Lia a repéré le premier capucin à face blanche avant moi, perché sur un banc du sentier avec l’autorité tranquille de quelqu’un qui regarde des touristes perdre leur déjeuner depuis quinze ans. Ce qui est exactement ce qui s’est passé : une famille devant nous a posé un sac et s’est retournée pour photographier la canopée, et dans le temps qu’il a fallu pour cadrer la photo, un capucin avait ouvert la fermeture éclair et extrait une arepa emballée dans du plastique avec l’efficacité d’un voleur chevronné. Le singe n’a pas pris la fuite.

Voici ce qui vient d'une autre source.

PR #4179, opened 2021-09-27
Fix loading core on Rails < 6.1

### LINKED ISSUE #4178: undefined method `paths' when running solidus update generator
Running the `rails g solidus:update` with solidus version 3.1.0 and Rails version < 6.1 causes the following error. 

**Solidus Version**:
3.1.1

**To Reproduce**
Create a fresh install with Solidus 3.1.1 and Rails 6.0.0
Run `rails g solidus:update`

**Current behavior**
`NoMethodError: undefined method `paths' for #<Rails::Paths::Path:0x00007f8721d650b0>`

**Expected behavior**
The solidus update generator runs without errors

 - OS: MacOS 11.5.2

**Additional context**
The error is coming from `Core.has_install_generator_been_run?`

waiting-for-dev:
**Description**

To avoid warning about `Spree.load_defaults` not being defined at a
moment when `bin/rails g solidus:install` has not even been called, the
`Spree::Core` engine is checking whether the `spree.rb` initializer
already exists (as it's there where `#load_defaults` should be called).

We're looking for `spree.rb` within the directories associated with the
`Rails::Paths::Path` instance for initializers. However, before this
commit, we were using `Rails::Paths::Path#paths` method, which is only
available on Rails >= 6.1.0. That made the loading of `Spree::Core`
crash.

As `Rails::Paths::Path` is an `Enumberable`, we can use `any?` directly
from the instance and manually build the `Pathname` for each yielded
string instead.

We also added tests to cover the previous failure and changed the naming
to make the purpose clearer.

Fixes #4178

**Checklist:**

### DIFF
--- a/core/lib/spree/core.rb
+++ b/core/lib/spree/core.rb
@@ -62,12 +62,23 @@ module Spree
   end
 
   module Core
-    def self.has_install_generator_been_run?
-      (Rails.env.test? && Rails.application.class.name == 'DummyApp::Application') ||
-        Rails.application.paths['config/initializers'].paths.any? do |path|
-          File.exist?(path.join('spree.rb'))
-        end
+    # @api private
+    def self.has_install_generator_been_run?(rails_paths: Rails.application.paths, initializer_name: 'spree.rb', dummy_app_name: 'DummyApp::Application')
+      does_spree_initializer_exist?(rails_paths, initializer_name) ||
+        running_solidus_test_suite_with_dummy_app?(dummy_app_name)
     end
+
+    def self.running_solidus_test_suite_with_dummy_app?(dummy_app_name)
+      Rails.env.test? && Rails.application.class.name == dummy_app_name
+    end
+    private_class_method :running_solidus_test_suite_with_dummy_app?
+
+    def self.does_spree_initializer_exist?(rails_paths, initializer_name)
+      rails_paths['config/initializers'].any? do |path|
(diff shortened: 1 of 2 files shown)


jarednorman (approved):

core/lib/spree/core.rb
```diff
@@ -62,13 +62,24 @@ def self.config(&_block)
...
+        running_solidus_test_suite_with_dummy_app?(dummy_app_name)
     end
 
+    def self.running_solidus_test_suite_with_dummy_app?(dummy_app_name)
+      Rails.env.test? && Rails.application.class.name == dummy_app_name
+    end
+    private_class_method :running_solidus_test_suite_with_dummy_app?
+
+    def self.does_spree_initializer_exist?(rails_paths, initializer_name)
+      rails_paths['config/initializer'].any? do |path|
```
AlistairNorman, line 77:
```suggestion
      rails_paths['config/initializers'].any? do |path|
```

I think `initializers` needs to be pluralized, that's why CI is failing.

AlistairNorman (changes requested):
Thanks for fixing this!

AlistairNorman (approved):

jarednorman (approved):

kennyadsl (approved):
Thanks @waiting-for-dev and @AlistairNorman for reporting and reviewing accurately. 🤝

Il s’est assis et a mangé, sans regarder personne en particulier.
Playa Manuel Antonio elle-même tient ce que les photographies promettent : un sable pâle, des palmiers bas, une eau qui passe du turquoise dans les parties peu profondes à un bleu volcanique profond au large. La différence, c’est qu’on partage la plage avec des coatis fouillant les serviettes abandonnées et des pélicans bruns qui plongent en piqué sur les vagues.
Ce Que Je N’Attendais Pas : La Lumière du Paresseux
La surprise est venue sur le sentier entre Playa Espadilla Sur et le belvédère intérieur du parc. Un garde forestier a désigné sans cérémonie un arbre de guarumo et j’ai regardé pendant une bonne minute avant de le voir — un paresseux à trois doigts, immobile, son pelage exactement de la couleur et de la texture d’un lichen mort. La lumière de fin d’après-midi tombait dorée à travers la canopée sur l’arbre, et le paresseux était positionné au centre de cette lumière de la façon dont le sujet d’un portrait peint est assis dans sa fenêtre. Il n’a pas reconnu les sept personnes qui lui pointaient des appareils photo dessus. Il n’a aucun intérêt particulier pour nous. Cette indifférence avait quelque chose, d’une certaine manière, d’un cadeau.
Manger sur la Route de Quepos
Après le parc, la route qui remonte vers Quepos cache les meilleures adresses : de petites sodas avec des chaises en plastique sur l’accotement de gravier où un casado de pescado — riz, haricots noirs, banane plantain frite et un pargo entier grillé — coûte moins de quatre dollars et s’accompagne d’une Pilsen fraîche qui se couvre de buée instantanément sous la chaleur. Nous avons mangé dans un endroit sans nom visible, juste un panneau écrit à la main avec Mariscos collé à l’intérieur de la vitre. Le pargo était excellent.
Quand y aller : La saison sèche, de décembre à avril, apporte un soleil fiable et un Pacifique plus calme. Arrivez à l’entrée du parc avant 7h du matin pour devancer les cars de touristes et, si possible, passez les heures les plus chaudes de la mi-journée quelque part à l’ombre avec une bière fraîche plutôt qu’en plein soleil sur la plage.